System LSI prend en charge la conception de ces processeurs. Cette branche a notamment créé l’Exynos 2600 présent dans certains Galaxy S26. Environ 6 000 personnes y travaillent, tandis que Qualcomm, son principal concurrent sur ce marché, en emploie une cinquantaine de milliers. Le rapport reste très déséquilibré. Pour suivre la cadence avec dix fois moins d’ingénieurs, System LSI aurait proposé Claude Code à ses développeurs dès mai. Son utilisation se serait par la suite étendue au contrôle des circuits.

D’après le quotidien économique Chosun Biz, Samsung aurait achevé en deux jours l’examen d’un système sur puce conçu pour un client. Les équipes ne prévoyaient aucun résultat avant un mois. En interne, la productivité serait devenue quinze fois supérieure. Le contrôleur de mémoire manquait encore. Claude Code aurait donc créé un environnement virtuel équipé de blocs temporaires afin de tester les 64 chemins de données du circuit. Un ingénieur en deuxième année aurait fabriqué des modèles USB en une seule journée. Cette opération réclamait auparavant quatre semaines.

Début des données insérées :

Issue #503, opened 2025-07-02
test refactor - conditional assertions involving LH `restore`


yan-man:
update with conditional assertions - with the same coll/debt asset involved in a liquidation, `restore` creates wei rounding differences in calc of total debt that slightly change the ex rate and feeShare calc, making the exact value difficult to calc precisely. Also update this in other test cases where there is similar behavior.

Even in spoke repay tests, we're not able to exactly get the ex rate after a restore action, only within a wei. 

_Originally posted by @yan-man in https://github.com/aave/aave-v4/pull/467#discussion_r2175704457_

DhairyaSethi:
https://github.com/aave/aave-v4/pull/574/commits/e02912881ae084052d9ce56ad6026009a57bbe4f

PR #597, opened 2025-08-04
test: Hub Refresh Premium

### LINKED ISSUE #587: test: Hub.RefreshPremiumDebt
- snapshots
- validate does not change total debt by more than a 2 wei increase (decrease not allowed)

CheyenneAtapour:
Closes #587 
closes https://github.com/aave/aave-v4/issues/503


tests/unit/Hub/Hub.RefreshPremium.t.sol
```diff
@@ -0,0 +1,267 @@
...
+    return PremiumDataLocal(asset.premiumShares, asset.premiumOffset, asset.realizedPremium);
+  }
+
+  function _applyPremiumDelta(
+    PremiumDataLocal memory premiumData,
+    DataTypes.PremiumDelta memory premiumDelta
+  ) internal pure returns (PremiumDataLocal memory) {
+    premiumData.premiumShares = uint256(
+      int256(premiumData.premiumShares) + premiumDelta.sharesDelta
+    );
```
DhairyaSethi: this can be done the same way it's done in source using the MathUtils.add method

tests/unit/Hub/Hub.RefreshPremium.t.sol
```diff
@@ -0,0 +1,267 @@
...
+      int256(premiumData.premiumOffset) + premiumDelta.offsetDelta
+    );
+    premiumData.realizedPremium = uint256(
+      int256(premiumData.realizedPremium) + premiumDelta.realizedDelta
+    );
+    return premiumData;
+  }
+
+  function _assertEq(PremiumDataLocal memory a, PremiumDataLocal memory b) internal pure {
+    assertEq(a.premiumShares, b.premiumShares, 'premium shares do not match');
```
DhairyaSethi:
```suggestion
  function assertEq(PremiumDataLocal memory a, PremiumDataLocal memory b) internal pure {
    assertEq(a.premiumShares, b.premiumShares, 'premium shares');
```

tests/unit/Hub/Hub.RefreshPremium.t.sol
```diff
@@ -0,0 +1,267 @@
...
+    assertEq(a.premiumOffset, b.premiumOffset, 'premium offset do not match');
+    assertEq(a.realizedPremium, b.realizedPremium, 'realized premium do not match');
+  }
+
+  function test_refreshPremium_revertsWith_SpokeNotActive() public {
+    DataTypes.PremiumDelta memory premiumDelta = DataTypes.PremiumDelta({
+      sharesDelta: 0,
+      offsetDelta: 0,
+      realizedDelta: 0
+    });
```
DhairyaSethi:
```suggestion
    DataTypes.PremiumDelta memory premiumDelta;
```
looks cleaner & achieves the same thing, or can populate with vm.randomInt()

tests/unit/Hub/Hub.RefreshPremium.t.sol
```diff
@@ -0,0 +1,267 @@
...
+    _assertEq(
+      _loadAssetPremiumData(daiAssetId),
+      _applyPremiumDelta(premiumDataBefore, premiumDelta)
+    );
+  }
+
+  /// @dev offsetDelta can't be more than sharesDelta or else underflow
+  /// @dev sharesDelta + realizedDelta can't be more than 2 more than offsetDelta
+  function test_refreshPremium(
+    uint256 sharesDelta,
```
DhairyaSethi: shouldn't we fuzz these as int's?

tests/unit/Hub/Hub.RefreshPremium.t.sol
```diff
@@ -0,0 +1,267 @@
...
+      offsetDeltaPos = asset.premiumOffset;
+    }
+
+    int256 sharesDelta = -int256(sharesDeltaPos);
+    int256 offsetDelta = -int256(offsetDeltaPos);
+    int256 realizedDelta = 0;
+    DataTypes.PremiumDelta memory premiumDelta = DataTypes.PremiumDelta({
+      sharesDelta: sharesDelta,
+      offsetDelta: offsetDelta,
+      realizedDelta: realizedDelta
```
DhairyaSethi: we don't need those intermediary vars, can just directly populate `premiumDelta` struct
also pls prefer to use safecast instead of manually casting in tests also (we decided on this as best practice, will add to style guide, benefit is sometimes bounds are incorrect and safecast will help catch that) even though it has no effect here

tests/unit/Hub/Hub.RefreshPremium.t.sol
```diff
@@ -0,0 +1,267 @@
...
+      _assertEq(
+        _loadAssetPremiumData(assetId),
+        _applyPremiumDelta(premiumDataBefore, premiumDelta)
+      );
+    }
+  }
+
+  function test_refreshPremium_negativeNumbers(
+    uint256 sharesDeltaPos,
+    uint256 offsetDeltaPos
```
DhairyaSethi: these are not really deltas but used to isolate a specific user position, right? maybe we can rename this, it's not super clear, and add comments if necessary

tests/unit/Hub/Hub.RefreshPremium.t.sol
```diff
@@ -0,0 +1,267 @@
...
+      realizedDelta: realizedDelta
+    });
+
+    vm.prank(address(spoke1));
+    hub1.refreshPremium(assetId, premiumDelta);
+
+    _assertEq(_loadAssetPremiumData(assetId), _applyPremiumDelta(premiumDataBefore, premiumDelta));
+  }
+
+  function test_refreshPremium_negativeNumbers_withAccrual(
```
DhairyaSethi: how about negative or negativeDeltas instead?

tests/unit/Hub/Hub.RefreshPremium.t.sol
```diff
@@ -0,0 +1,267 @@
...
+    bool reverting;
+
+    // Initial user position
+    userPremiumShares = bound(userPremiumShares, 0, asset.premiumShares);
+    userAccruedPremium = bound(
+      userAccruedPremium,
+      0,
+      hub1.convertToDrawnAssets(assetId, asset.premiumShares) - asset.premiumOffset
+    );
+    vm.assume(hub1.convertToDrawnAssets(assetId, userPremiumShares) >= userAccruedPremium);
```
DhairyaSethi, line 205: i don't think we need this assume, it is never true mathematically 
```solidity
// from first bound on L226
userAccruedPremium <= hub1.convertToDrawnAssets(assetId, asset.premiumShares) - asset.premiumOffset
// since asset.premiumOffset is an unsigned int, it's always >= 0, which implies the vm.assume
userAccruedPremium <= hub1.convertToDrawnAssets(assetId, asset.premiumShares) 
```

tests/unit/Hub/Hub.RefreshPremium.t.sol
```diff
@@ -0,0 +1,267 @@
...
+    uint256 userPremiumOffset = hub1.convertToDrawnAssets(assetId, userPremiumShares) -
+      userAccruedPremium;
+
+    // New user position
+    userPremiumSharesNew = bound(userPremiumSharesNew, 0, MAX_SUPPLY_AMOUNT / 2);
```
DhairyaSethi: it's a little weird here to bound shares to amount, i know why you did this, maybe we bound it some other constant like 1e30, and second to 1e30 - asset.premiumShares directly but nbd

tests/unit/Hub/Hub.RefreshPremium.t.sol
```diff
@@ -0,0 +1,267 @@
...
+    uint256 userPremiumOffsetNew = hub1.previewDrawByShares(assetId, userPremiumSharesNew);
+
+    DataTypes.PremiumDelta memory premiumDelta = DataTypes.PremiumDelta({
+      sharesDelta: int256(userPremiumSharesNew) - int256(userPremiumShares),
+      offsetDelta: int256(userPremiumOffsetNew) - int256(userPremiumOffset),
+      realizedDelta: int256(userAccruedPremium)
+    });
+
+    if (
```
DhairyaSethi, line 223: i dont think we need these cases if we follow the smt proof exactly (let's have one fuzz test exactly like that)

tests/unit/Hub/Hub.RefreshPremium.t.sol
DhairyaSethi, line 1: think we can also include https://gist.github.com/DhairyaSethi/428bc7156b14d4fe7490ce18a09c2e55 in this PR in `tests/misc` like we did with liquidity growth for now, wdyt

tests/unit/Hub/Hub.RefreshPremium.t.sol
DhairyaSethi: also let's move internal helpers at the end of the file for consistency?

tests/unit/Hub/Hub.RefreshPremium.t.sol
```diff
@@ -0,0 +1,267 @@
...
+    vm.expectEmit(address(hub1));
+    emit IHub.RefreshPremium(daiAssetId, address(spoke1), premiumDelta);
+
+    vm.prank(address(spoke1));
+    hub1.refreshPremium(daiAssetId, premiumDelta);
+
+    _assertEq(
+      _loadAssetPremiumData(daiAssetId),
+      _applyPremiumDelta(premiumDataBefore, premiumDelta)
+    );
```
DhairyaSethi: let's also assert the total debt before and after has only increased by at max two?

tests/unit/Hub/Hub.RefreshPremium.t.sol
CheyenneAtapour: Here I thought we wanted to keep all internal functions prefixed with `_`, but I suppose we can make an exception for assertEq, since it's basically an override?

tests/unit/Hub/Hub.RefreshPremium.t.sol
CheyenneAtapour: Yes. Also, this was intended just to be the positive deltas case. So I will update the function name to suggest as such

tests/unit/Hub/Hub.RefreshPremium.t.sol
CheyenneAtapour: I didn't use that strategy here of isolating a specific user position. These are indeed the deltas. I just found it was easier for me to reason about the cases and do the logic when they were positive firstly, then I flip to negative and pass into the `premiumDelta` struct

tests/unit/Hub/Hub.RefreshPremium.t.sol
CheyenneAtapour: I like negativeDeltas

tests/unit/Hub/Hub.RefreshPremium.t.sol
CheyenneAtapour: Hmm, is there something wrong with this approach then? We need this to be the case, otherwise the following line underflows

tests/unit/Hub/Hub.RefreshPremium.t.sol
CheyenneAtapour: I can just convert that value (MAX_SUPPLY_AMOUNT / 2) to shares

tests/unit/Hub/Hub.RefreshPremium.t.sol
CheyenneAtapour: Yeah, for sure, I'm happy to include

tests/unit/Hub/Hub.RefreshPremium.t.sol
CheyenneAtapour: Done

tests/unit/Hub/Hub.RefreshPremium.t.sol
CheyenneAtapour: Done

tests/unit/Hub/Hub.RefreshPremium.t.sol
CheyenneAtapour: Done

tests/unit/Hub/Hub.RefreshPremium.t.sol
CheyenneAtapour: Done

tests/unit/Hub/Hub.RefreshPremium.t.sol
CheyenneAtapour: Done

tests/unit/Hub/Hub.RefreshPremium.t.sol
CheyenneAtapour: Done

tests/unit/Hub/Hub.RefreshPremium.t.sol
CheyenneAtapour: Done

tests/unit/Hub/Hub.RefreshPremium.t.sol
CheyenneAtapour: Done

tests/unit/Hub/Hub.RefreshPremium.t.sol
CheyenneAtapour: Hmm, I'm not sure here. My test does pretty much seem to exactly replicate the solver, or do things that produce equivalent bounds. Unsure why it has the underflow case

tests/gas/Hub.Operations.gas.t.sol
```diff
@@ -68,18 +68,16 @@ contract HubOperations_Gas_Tests is Base {
...
+  function test_refreshPremium() public {
+    vm.startPrank(address(spoke2));
+    hub1.add(daiAssetId, 1000e18, bob);
+    hub1.draw(daiAssetId, 500e18, bob);
+    vm.stopPrank();
+    vm.prank(address(spoke1));
+    hub1.draw(daiAssetId, 500e18, alice);
+    skip(100);
+    vm.prank(address(spoke1));
+    hub1.refreshPremium(daiAssetId, DataTypes.PremiumDelta(1, 1, 1));
```
DhairyaSethi: should we do a more realistic case? maybe i was thinking 
premiumSharesDelta = X
premiumOffsetDelta = X.toAssetsDown() (ie previewDrawByShares)
offsetDelta = 0

or something else, wdyt?

CheyenneAtapour: You mean realizedDelta = 0 at the end, but yeah I get you. I at least wanted everything non-zero. I feel it doesn't matter so much since the point is just to check gas, and as long as they are non-zero, I don't see an issue. 

But I'm happy to make it some other scenario that's more realistic if you like

DhairyaSethi: yep correct
I'm more thinking in the sense of when i am confused about a how a function works/is supposed to be called i go to its tests, the simplest test are usually in the <operation>.t.sol but in all cases if it's gas usage is checked it's present here so the first instinct is to always look at gas snapshots for a 101 example of how something works

tests/unit/Hub/Hub.RefreshPremium.t.sol
```diff
@@ -0,0 +1,269 @@
...
+      .realizedPremium
+      .add(premiumDelta.realizedDelta)
+      .toUint128();
+    return premiumData;
+  }
+
+  function assertEq(PremiumDataLocal memory a, PremiumDataLocal memory b) internal pure {
+    assertEq(a.premiumShares, b.premiumShares, 'premium shares');
+    assertEq(a.premiumOffset, b.premiumOffset, 'premium offset');
+    assertEq(a.realizedPremium, b.realizedPremium, 'realized premium');
```
DhairyaSethi, line 267: for consistency we can add `assertEq(abi.encode(a), abi.encode(b))`

CheyenneAtapour: Done

tests/gas/Hub.Operations.gas.t.sol
CheyenneAtapour: understood, I adjusted it, lemme know what you think now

Claude Code aurait également franchi les limites fixées pour certaines missions. Sans autorisation, l’agent aurait touché au code d’un circuit. Dans un autre dossier, il aurait annulé des travaux déjà achevés sans aucun rapport avec sa tâche. Ailleurs, un message d’erreur aurait été rétrogradé au lieu d’être réparé. Une puce ne peut plus être reprise après la gravure. Un logiciel peut recevoir un correctif, contrairement au silicium déjà coulé. Chez Samsung, chaque production issue de l’outil serait donc examinée par un ingénieur avant la moindre étape supplémentaire.